**Data records:**
PR #760, opened 2022-08-17
HOCS-5471: rework investigation diagrams

LiamMacP:
Rework the POGR GRO and HMPO diagrams from using the word Triage to the
more appropriate Investigation. This also adds default flows for all
screens and necessary variable checks to ensure we can progress. A new
back flow has also been added between the Investigation screen and
Accept Case screens.


LiamMacP:
This is a breaking change for POGR but as they aren't live this is fine.

JosephRogerson (approved):

PR #762, opened 2022-08-18
HOCS-5469: rework case closure

LiamMacP:
Rework of the case closure mechanic for POGR workflow. This change
includes pulling the case closure into a generic process that is called
by HMPO and GRO Draft/Investigation screens.


LiamMacP:
Marking as minor as while it breaks POGR cases they aren't live and flows are subject to change.

JosephRogerson (approved):

PR #769, opened 2022-08-22
HOCS-5031: POGR2 interim letters

JosephRogerson:


LiamMacP (approved):
I think we decided to cull the [Stage1]_[Stage2].diff tests. Fancy removing them all and if there is still a presence within the build.gradle, bin that too 🙂

LiamMacP:
If you could either squash or cleanup the history on merge that would be appreciated too. If you need a hand let me know...

JosephRogerson:
> 

These are already gone. Not sure how I accidentally re-added one here, must have had it in my git stash or something

PR #756, opened 2025-06-16
Remove python long to support Cython >= 3.1.x

cmacdonald:
In https://github.com/kivy/pyjnius/pull/753#issuecomment-2969400311 it was suggested by @da-woods that the fix for #753 was sub-optimal:

> `ctypes.c_long` probably isn't the right fix. `isinstance(x, long)` was testing for the Python 2 long type (which no longer exists in Python 3 - Python 3 just has one integer type that covers both large and small integers).

This PR:
- removes `ctypes.c_long`
- when scoring method signatures, it better tests argument value ranges for compatibility for both short and integer types
- adds some more test cases
- adds a `debug` kwarg for method and constructor invocation that displays the scores of the different methods that are being scored in `calculate_scores()`. This may be useful when use of the `signature` kwarg is necessary.

Example output:
```
>>> clz = autoclass("org.jnius.SignatureTest$IntOrLong")
>>> obj = clz(0, debug=True) # could be int or long
[(20, '(I)V', 'V', ('I',), (0,)), (20, '(J)V', 'V', ('J',), (0,))]
Selected (J)V for invocation
```
(ie. constructors (I)V and (J)V both got score of 20, jnius selected (J)V.

### DIFF
--- a/jnius/jnius_conversion.pxi
+++ b/jnius/jnius_conversion.pxi
@@ -38,7 +38,6 @@ cdef void populate_args(JNIEnv *j_env, tuple definition_args, jvalue *j_args, ar
     cdef JavaClass jc
     cdef PythonJavaClass pc
     cdef int index
-    from ctypes import c_long as long
 
     for index, argtype in enumerate(definition_args):
         py_arg = args[index]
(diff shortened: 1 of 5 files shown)


cmacdonald:
> All failures are Pypy 3.8, which Cython 3.1 may not support?

We already looked at this in #752: see https://github.com/kivy/pyjnius/pull/753#issuecomment-2889148812

T-Dynamos:
This PR is required for https://github.com/kivy/python-for-android/pull/3180.

cmacdonald:
rebased!

misl6 (approved):
LGTM. Thank you!

misl6:
@T-Dynamos + @cmacdonald , I guess we're only missing Python 3.13 support (and maybe Cython < 3) removal to process a release?

T-Dynamos:
@misl6 Yes, I believe this is ready for release. I've also tested this PR on Android.

PR #765, opened 2025-07-28
Migrate to `download-artifact@v4` and `upload-artifact@v4`

misl6:
This pull request updates the GitHub Actions workflow in `.github/workflows/create.yml` to use the latest versions of actions. The key changes include upgrading `upload-artifact` and `download-artifact` actions to version `v4` and introducing dynamic artifact naming as uploading multiple artifacts with the same name is not supported anymore.

See: https://github.com/actions/download-artifact/blob/main/docs/MIGRATION.md

### DIFF
--- a/.github/workflows/create.yml
+++ b/.github/workflows/create.yml
@@ -68,9 +68,9 @@ jobs:
           python -m cibuildwheel --output-dir dist
 
       - name: upload wheels
-        uses: actions/upload-artifact@v2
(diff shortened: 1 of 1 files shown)


cmacdonald:
mirrorlist.centos.org...  https://serverfault.com/a/1161847

cmacdonald:
I wonder if we need to update [cibuildwheel](https://github.com/pypa/cibuildwheel)

PR #771, opened 2025-08-15
Fix all Cython conditional keywords

kmedya-dev:
- Replace IF with if, ELIF with elif, and ELSE with else
- Ensures proper inclusion of platform-specific .pxi files
- Prevents build errors due to invalid Cython syntax

### DIFF
--- a/jnius/jnius.pyx
+++ b/jnius/jnius.pyx
@@ -99,11 +99,11 @@ include "jnius_compat.pxi"
 include "jni.pxi"
 include "config.pxi"
 
-if JNIUS_PLATFORM == "android":
+IF JNIUS_PLATFORM == "android":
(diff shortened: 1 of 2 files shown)


cmacdonald:
which Cython version is causing this?  We're trying to keep track of Cython upgrades...

kmedya-dev:
Cython version=3.1.3(letest version)

cmacdonald:
I think the error is elsewhere - thats just a warning.

Have you tried installing the latest github master - we made various Cython related fixes, see history at https://github.com/kivy/pyjnius/commits/master/

cmacdonald:
can you paste the whole output? you have to hunt around for the actual build error in the build logs

PR #780, opened 2025-09-04
Make env.py publically accessible, without starting the JVM

cmacdonald:
I have a usecase where I wish to know the JDK version before starting Jnius.
For instance, JDK24+ will need certain options to suppress warnings about native things.

I thought it would be handy to get the JDK location from jnius, but *before* jnius starts the JVM.

This PR moves env.py into jnius_config, so its accessible before jnius starts.

If thought necessary for backwards compatibility, I can make a jnius/env.py that has deprecates imports from jnius_config/env.py?


misl6 (approved):
LGTM. Thank you!

PR #2440, opened 2024-06-26
Fix ScoredPhrase Bug

### LINKED ISSUE #2441: ContentFunctionsDescriptor fails to parse field from scored functions
The ContentFunctionsDescriptor will fail to parse the field from a scored phrase when calling `fieldsAndTerms`

For example: 

Given a function like `content:scoredPhrase(FIELD, -1.5, termOffsetMap, 'foo', 'bar')` the call to fieldsAndTerms should return `{FIELD}, {foo, bar}`, but it will return an empty field set.

Given a function like `content:scoredPhrase((FIELD_A || FIELD_B), -1.5, termOffsetMap, 'foo', 'bar')` the call to fieldsAndTerms should return `{FIELD_A, FIELD_B}, {foo, bar}`, but it will return an empty field set.

apmoriarty:
Fixes https://github.com/NationalSecurityAgency/datawave/issues/2441

- added a test suite for ContentFunctionsDescriptor
- corrected how fields are parsed from a scored function when calling `fieldsAndTerms`

### DIFF
--- a/warehouse/query-core/src/main/java/datawave/query/jexl/functions/ContentFunctionsDescriptor.java
+++ b/warehouse/query-core/src/main/java/datawave/query/jexl/functions/ContentFunctionsDescriptor.java
@@ -300,36 +300,31 @@ public class ContentFunctionsDescriptor implements JexlFunctionArgumentDescripto
                         }
                     }
                 } else if (CONTENT_SCORED_PHRASE_FUNCTION_NAME.equals(funcName)) {
-                    JexlNode firstArg = args.next();
+                    JexlNode arg = args.next();
 
-                    if (firstArg instanceof ASTNumberLiteral || firstArg instanceof ASTUnaryMinusNode) {
-                        // firstArg is max score value, skip
-                        firstArg = args.next();
-                    }
-
-                    // we override the zones if the first argument is a string
-                    if (firstArg instanceof ASTStringLiteral) {
-                        fields = Collections.singleton(((ASTStringLiteral) firstArg).getLiteral());
-
-                        if (args.peek() instanceof ASTNumberLiteral || args.peek() instanceof ASTUnaryMinusNode) {
-                            args.next(); // max score not needed for fields and terms
-                        }
-
+                    if (arg instanceof ASTNumberLiteral || arg instanceof ASTUnaryMinusNode) {
+                        // if the first argument is a number, then no field exists
                         termOffsetMap = args.next();
                     } else {
-                        JexlNode nextArg = args.peek();
-
-                        // The zones may (more likely) be specified as an identifier
-                        if (!JexlASTHelper.getIdentifiers(firstArg).isEmpty() && !JexlASTHelper.getIdentifiers(nextArg).isEmpty()) {
-                            if (oredFields != null && firstArg instanceof ASTAndNode) {
-                                oredFields.setValue(false);
-                            }
-
-                            fields = JexlASTHelper.getIdentifierNames(firstArg);
-                            termOffsetMap = args.next();
+                        if (arg instanceof ASTIdentifier) {
+                            // single field case
+                            fields = Collections.singleton(String.valueOf(JexlASTHelper.getIdentifier(arg)));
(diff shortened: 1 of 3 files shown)


ivakegg (dismissed):

warehouse/query-core/src/main/java/datawave/query/jexl/functions/ContentFunctionsDescriptor.java
```diff
@@ -300,36 +300,31 @@ public Set<String>[] fieldsAndTerms(Set<String> termFrequencyFields, Set<String>
...
-                            }
-
-                            fields = JexlASTHelper.getIdentifierNames(firstArg);
-                            termOffsetMap = args.next();
+                        if (arg instanceof ASTIdentifier) {
+                            // single field case
+                            fields = Collections.singleton(String.valueOf(JexlASTHelper.getIdentifier(arg)));
                         } else {
-                            termOffsetMap = firstArg;
+                            // multi field case
```
drewfarris, line 315: it might be helpful to add an "e.g.," here and for the single field case above, such as:

```
// multi field case, e.g., content:scoredPhrase((FIELD_A || FIELD_B), -1.5, termOffsetMap, 'foo', 'bar')
```

Not critical b/c there are examples in the unit test, but it makes the code a bit more readable.

warehouse/query-core/src/main/java/datawave/query/jexl/functions/ContentFunctionsDescriptor.java
```diff
@@ -300,36 +300,31 @@ public Set<String>[] fieldsAndTerms(Set<String> termFrequencyFields, Set<String>
...
+                            if (!identifiers.isEmpty()) {
+                                fields = identifiers;
+
+                                if (oredFields != null && arg instanceof ASTAndNode) {
+                                    oredFields.setValue(false);
+                                }
+                            }
                         }
+
+                        // skip score
```
drewfarris: It would be nice to explain why - the code did this previously...

```
// max score not needed for fields and terms
```

drewfarris (dismissed):
It would be nice to add some additional commentary in the comments, but fundamentally this code looks ok.

For future work, it would be nice to consider restructuring the code to avoid a bunch of nested if/else statements. I'm curious how sonar would rate the cyclomatic complexity of this class.

warehouse/query-core/src/main/java/datawave/query/jexl/functions/ContentFunctionsDescriptor.java
apmoriarty: I can absolutely do that

apmoriarty:
> It would be nice to add some additional commentary in the comments, but fundamentally this code looks ok.
> 
> For future work, it would be nice to consider restructuring the code to avoid a bunch of nested if/else statements. I'm curious how sonar would rate the cyclomatic complexity of this class.

I originally wanted to break apart that method but decided not to for the sake of keeping the change set small. Since you've asked, I'm more than happy to split out the scored phrase logic into it's own method. Sonar Lint shows the method complexity at 100 -- far too much.

apmoriarty:
> > It would be nice to add some additional commentary in the comments, but fundamentally this code looks ok.
> > For future work, it would be nice to consider restructuring the code to avoid a bunch of nested if/else statements. I'm curious how sonar would rate the cyclomatic complexity of this class.
> 
> I originally wanted to break apart that method but decided not to for the sake of keeping the change set small. Since you've asked, I'm more than happy to split out the scored phrase logic into it's own method. Sonar Lint shows the method complexity at 100 -- far too much.

I took a look at this and to do it right would require a massive expansion of scope. Wrote https://github.com/NationalSecurityAgency/datawave/issues/2456 to track that.

alerman (approved):

keith-ratcliffe:
Synced w/integration just to get the Docker file fixes for the `quickstart-build-and-test` failure.

keith-ratcliffe (approved):

PR #2442, opened 2024-06-26
Fixing shard splits with date only, no suffixes

avgAGB:


warehouse/accumulo-extensions/src/main/java/datawave/ingest/table/volumeChoosers/ShardedTableDateBasedTieredVolumeChooser.java
```diff
@@ -52,6 +52,7 @@ public class ShardedTableDateBasedTieredVolumeChooser extends RandomVolumeChoose
     private static final DateTimeFormatter FORMATTER = DateTimeFormatter.ofPattern(DATE_PATTERN);
 
     private static Pattern SHARD_PATTERN = Pattern.compile("\\d{8}_\\d+");
+    private static Pattern SHARD_PATTERN_SUFFIXLESS = Pattern.compile("\\d{8}");
```
apmoriarty: I stumbled over the word suffixless several times in when reading it silently. Might be easier to understand if it was `SHARD_PATTERN_NO_SUFFIX`?

avgAGB: fair point, I can fix that.

alerman (approved):

keith-ratcliffe (approved):

apmoriarty (approved):

Issue #2445, opened 2024-06-27
QueryFunctionsDescriptor does not return correct fields


apmoriarty:
The QueryFunctionsDescriptor `fields()` method does not return the correct fields for certain functions.

While most query functions are removed from the query tree almost immediately by the QueryOptionsFromQueryVisitor, several functions will remain in the query tree. Notably the `includeText` function explicitly supports multiple fields.

foster33:
Seems like this was covered in #2446, can this be closed?

PR #2446, opened 2024-06-27
QueryFunctionsDescriptor returns all fields for multi-fielded functions

apmoriarty:
Addresses https://github.com/NationalSecurityAgency/datawave/issues/2445

- added unit test for QueryFunctionsDescriptor
- corrected bug that prevented all fields from being returned in a multi-fielded function
- added test cases to QueryOptionsFromQueryVisitorTest


warehouse/query-core/src/main/java/datawave/query/jexl/functions/QueryFunctionsDescriptor.java
```diff
@@ -126,24 +129,74 @@ public void addFilters(AttributeFactory attributeFactory, Map<String,EventDataQu
 
         @Override
         public Set<String> fieldsForNormalization(MetadataHelper helper, Set<String> datatypeFilter, int arg) {
-            // Do not normalize fields for the includeText function.
-            if (!name.equalsIgnoreCase(INCLUDE_TEXT)) {
-                // All other functions use the fields in the first argument for normalization.
-                if (arg > 0) {
-                    return fields(helper, datatypeFilter);
-                }
+            if (name.equalsIgnoreCase(QueryFunctions.INCLUDE_TEXT)) {
```
ivakegg: Read the function description.  The arg argument is to be used to denote argument we are to be returning the fields for normalization.  So for example if the first argument denotes the name of the fields, then for arg=0, this should return the empty set because we are not normalizing the field names themselves.

apmoriarty: Got it, I'll revert that change. Do any additional functions need to delegate to the fields method besides `includeText` (such as `matchRegex`) ?

warehouse/query-core/src/main/java/datawave/query/jexl/functions/QueryFunctionsDescriptor.java
```diff
@@ -138,12 +142,63 @@ public Set<String> fieldsForNormalization(MetadataHelper helper, Set<String> dat
...
+                case QueryFunctions.MAX:
+                case QueryFunctions.AVERAGE:
+                case QueryFunctions.GROUPBY_FUNCTION:
+                case QueryFunctions.NO_EXPANSION:
+                case QueryFunctions.LENIENT_FIELDS_FUNCTION:
+                case QueryFunctions.STRICT_FIELDS_FUNCTION:
+                    // In practice each of these functions should be parsed from the query
+                    // almost immediately. This implementation is added for consistency
+                    for (JexlNode arg : args) {
+                        fields.addAll(JexlASTHelper.getIdentifierNames(arg));
```
mineralntl, line 158: Just for clarification - does it matter that we're doing a simple addAll(identifier) here but down below we're doing a UniqueFields.from(identifier)?

apmoriarty: No, it does not matter. These functions will all have arguments that are ASTIdentifiers. The #UNIQUE function might have arguments that are either an ASTIdentifier OR an ASTStringLiteral.

mineralntl: 👍

mineralntl (dismissed):

warehouse/query-core/src/main/java/datawave/query/jexl/functions/QueryFunctionsDescriptor.java
ivakegg: So the idea was that the "fields" being returned are the the fields for which thier normalizers should be applied to the argument in question.  Originally all of the methods being handled by the descriptor essentially would need to normalize all arguments past the first one using all of the fields, except for include_text which was explicitly made to bypass any normalization.
So to answer your question, look at the arguments for all methods being handled by the QueryFunctions and see if that holds.  If not then we may need to adjust something.

apmoriarty: After some poking around I don't believe matchRegex needs to be added to the exclusion list.

alerman (dismissed):

warehouse/query-core/src/main/java/datawave/query/jexl/functions/QueryFunctionsDescriptor.java
```diff
@@ -208,7 +263,7 @@ private static void verify(String name, int numArgs) {
             case QueryFunctions.GROUPBY_FUNCTION:
             case QueryFunctions.EXCERPT_FIELDS_FUNCTION:
             case QueryFunctions.MATCH_REGEX:
-            case QueryFunctions.INCLUDE_TEXT:
+            case INCLUDE_TEXT:
```
jwomeara: Inconsistent with the other cases.  either do a static import for all terms, or none.

jwomeara (commented):
looks safe from a query microservices perspective.  happy to approve from a codeowner perspective once this has 2 approvals.

mineralntl (approved):

hlgp (approved):

jwomeara (approved):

**Exercise prompt:** Check each line of the entries, and copy the ones that contain "statements".

**Written reply:**
For future work, it would be nice to consider restructuring the code to avoid a bunch of nested if/else statements. I'm curious how sonar would rate the cyclomatic complexity of this class.
> For future work, it would be nice to consider restructuring the code to avoid a bunch of nested if/else statements. I'm curious how sonar would rate the cyclomatic complexity of this class.
> > For future work, it would be nice to consider restructuring the code to avoid a bunch of nested if/else statements. I'm curious how sonar would rate the cyclomatic complexity of this class.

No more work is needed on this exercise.